== WHAT TO DO ==
Line by line, transcribe the records exactly.

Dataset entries
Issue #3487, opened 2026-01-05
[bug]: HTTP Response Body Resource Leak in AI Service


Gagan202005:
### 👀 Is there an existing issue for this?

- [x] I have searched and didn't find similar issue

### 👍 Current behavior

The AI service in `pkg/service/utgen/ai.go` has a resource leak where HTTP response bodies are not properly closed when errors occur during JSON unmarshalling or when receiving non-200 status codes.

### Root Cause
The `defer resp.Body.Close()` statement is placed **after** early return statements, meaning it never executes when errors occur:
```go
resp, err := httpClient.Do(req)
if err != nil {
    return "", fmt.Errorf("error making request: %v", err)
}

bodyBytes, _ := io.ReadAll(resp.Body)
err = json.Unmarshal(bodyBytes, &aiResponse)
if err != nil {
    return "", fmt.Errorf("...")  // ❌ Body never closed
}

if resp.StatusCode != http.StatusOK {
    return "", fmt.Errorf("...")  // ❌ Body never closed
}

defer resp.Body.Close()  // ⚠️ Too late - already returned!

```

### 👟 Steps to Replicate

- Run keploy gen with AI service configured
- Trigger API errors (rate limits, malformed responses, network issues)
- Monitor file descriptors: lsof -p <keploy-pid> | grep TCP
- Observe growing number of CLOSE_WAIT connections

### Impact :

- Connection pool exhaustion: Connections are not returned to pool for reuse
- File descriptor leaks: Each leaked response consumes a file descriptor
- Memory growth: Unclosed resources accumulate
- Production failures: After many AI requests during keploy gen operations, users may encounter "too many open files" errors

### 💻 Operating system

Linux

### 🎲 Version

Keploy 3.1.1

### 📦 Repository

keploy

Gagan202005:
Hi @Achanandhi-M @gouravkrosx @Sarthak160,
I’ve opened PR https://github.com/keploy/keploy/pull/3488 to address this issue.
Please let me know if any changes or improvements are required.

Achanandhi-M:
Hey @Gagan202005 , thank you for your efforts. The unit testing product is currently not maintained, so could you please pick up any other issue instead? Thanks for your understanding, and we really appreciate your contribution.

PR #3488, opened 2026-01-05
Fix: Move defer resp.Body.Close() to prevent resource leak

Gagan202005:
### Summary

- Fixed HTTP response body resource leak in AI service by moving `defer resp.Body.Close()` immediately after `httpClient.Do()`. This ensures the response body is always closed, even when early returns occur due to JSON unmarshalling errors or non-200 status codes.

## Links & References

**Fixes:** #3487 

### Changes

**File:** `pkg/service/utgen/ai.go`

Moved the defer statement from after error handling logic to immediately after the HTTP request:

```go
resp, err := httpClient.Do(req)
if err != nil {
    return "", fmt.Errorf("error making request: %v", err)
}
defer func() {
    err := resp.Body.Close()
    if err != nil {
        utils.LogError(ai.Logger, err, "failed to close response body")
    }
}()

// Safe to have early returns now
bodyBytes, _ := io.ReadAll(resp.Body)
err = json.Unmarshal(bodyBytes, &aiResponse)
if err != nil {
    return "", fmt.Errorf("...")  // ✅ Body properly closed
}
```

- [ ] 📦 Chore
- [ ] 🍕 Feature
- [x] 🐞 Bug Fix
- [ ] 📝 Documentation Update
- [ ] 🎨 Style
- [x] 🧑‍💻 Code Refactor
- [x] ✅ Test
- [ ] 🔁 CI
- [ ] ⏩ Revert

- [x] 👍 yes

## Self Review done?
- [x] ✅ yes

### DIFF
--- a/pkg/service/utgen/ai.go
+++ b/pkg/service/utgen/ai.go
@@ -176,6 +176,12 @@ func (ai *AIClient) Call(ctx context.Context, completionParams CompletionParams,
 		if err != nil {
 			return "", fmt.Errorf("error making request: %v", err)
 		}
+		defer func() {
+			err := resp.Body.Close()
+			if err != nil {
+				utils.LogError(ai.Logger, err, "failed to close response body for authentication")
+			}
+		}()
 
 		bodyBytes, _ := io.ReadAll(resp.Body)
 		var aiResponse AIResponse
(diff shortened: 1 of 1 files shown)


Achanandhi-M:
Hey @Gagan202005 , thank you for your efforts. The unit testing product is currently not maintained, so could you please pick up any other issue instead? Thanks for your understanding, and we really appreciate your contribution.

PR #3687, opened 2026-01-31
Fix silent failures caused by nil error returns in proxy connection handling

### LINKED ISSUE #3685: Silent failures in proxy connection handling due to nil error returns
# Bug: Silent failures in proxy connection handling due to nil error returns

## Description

== WORKED SOLUTION ==
Issue #3487, opened 2026-01-05
[bug]: HTTP Response Body Resource Leak in AI Service


Gagan202005:
### 👀 Is there an existing issue for this?

- [x] I have searched and didn't find similar issue

### 👍 Current behavior

The AI service in `pkg/service/utgen/ai.go` has a resource leak where HTTP response bodies are not properly closed when errors occur during JSON unmarshalling or when receiving non-200 status codes.

### Root Cause
The `defer resp.Body.Close()` statement is placed **after** early return statements, meaning it never executes when errors occur:
```go
resp, err := httpClient.Do(req)
if err != nil {
    return "", fmt.Errorf("error making request: %v", err)
}

bodyBytes, _ := io.ReadAll(resp.Body)
err = json.Unmarshal(bodyBytes, &aiResponse)
if err != nil {
    return "", fmt.Errorf("...")  // ❌ Body never closed
}

if resp.StatusCode != http.StatusOK {
    return "", fmt.Errorf("...")  // ❌ Body never closed
}

defer resp.Body.Close()  // ⚠️ Too late - already returned!

```

### 👟 Steps to Replicate

- Run keploy gen with AI service configured
- Trigger API errors (rate limits, malformed responses, network issues)
- Monitor file descriptors: lsof -p <keploy-pid> | grep TCP
- Observe growing number of CLOSE_WAIT connections

### Impact :

- Connection pool exhaustion: Connections are not returned to pool for reuse
- File descriptor leaks: Each leaked response consumes a file descriptor
- Memory growth: Unclosed resources accumulate
- Production failures: After many AI requests during keploy gen operations, users may encounter "too many open files" errors

### 💻 Operating system

Linux

### 🎲 Version

Keploy 3.1.1

### 📦 Repository

keploy

Gagan202005:
Hi @Achanandhi-M @gouravkrosx @Sarthak160,
I’ve opened PR https://github.com/keploy/keploy/pull/3488 to address this issue.
Please let me know if any changes or improvements are required.

Achanandhi-M:
Hey @Gagan202005 , thank you for your efforts. The unit testing product is currently not maintained, so could you please pick up any other issue instead? Thanks for your understanding, and we really appreciate your contribution.

PR #3488, opened 2026-01-05
Fix: Move defer resp.Body.Close() to prevent resource leak

Gagan202005:
### Summary

- Fixed HTTP response body resource leak in AI service by moving `defer resp.Body.Close()` immediately after `httpClient.Do()`. This ensures the response body is always closed, even when early returns occur due to JSON unmarshalling errors or non-200 status codes.

## Links & References

**Fixes:** #3487 

### Changes

**File:** `pkg/service/utgen/ai.go`

Moved the defer statement from after error handling logic to immediately after the HTTP request:

```go
resp, err := httpClient.Do(req)
if err != nil {
    return "", fmt.Errorf("error making request: %v", err)
}
defer func() {
    err := resp.Body.Close()
    if err != nil {
        utils.LogError(ai.Logger, err, "failed to close response body")
    }
}()

// Safe to have early returns now
bodyBytes, _ := io.ReadAll(resp.Body)
err = json.Unmarshal(bodyBytes, &aiResponse)
if err != nil {
    return "", fmt.Errorf("...")  // ✅ Body properly closed
}
```

- [ ] 📦 Chore
- [ ] 🍕 Feature
- [x] 🐞 Bug Fix
- [ ] 📝 Documentation Update
- [ ] 🎨 Style
- [x] 🧑‍💻 Code Refactor
- [x] ✅ Test
- [ ] 🔁 CI
- [ ] ⏩ Revert

- [x] 👍 yes

## Self Review done?
- [x] ✅ yes

### DIFF
--- a/pkg/service/utgen/ai.go
+++ b/pkg/service/utgen/ai.go
@@ -176,6 +176,12 @@ func (ai *AIClient) Call(ctx context.Context, completionParams CompletionParams,
 		if err != nil {
 			return "", fmt.Errorf("error making request: %v", err)
 		}
+		defer func() {
+			err := resp.Body.Close()
+			if err != nil {
+				utils.LogError(ai.Logger, err, "failed to close response body for authentication")
+			}
+		}()
 
 		bodyBytes, _ := io.ReadAll(resp.Body)
 		var aiResponse AIResponse
(diff shortened: 1 of 1 files shown)


Achanandhi-M:
Hey @Gagan202005 , thank you for your efforts. The unit testing product is currently not maintained, so could you please pick up any other issue instead? Thanks for your understanding, and we really appreciate your contribution.

PR #3687, opened 2026-01-31
Fix silent failures caused by nil error returns in proxy connection handling

### LINKED ISSUE #3685: Silent failures in proxy connection handling due to nil error returns
# Bug: Silent failures in proxy connection handling due to nil error returns

## Description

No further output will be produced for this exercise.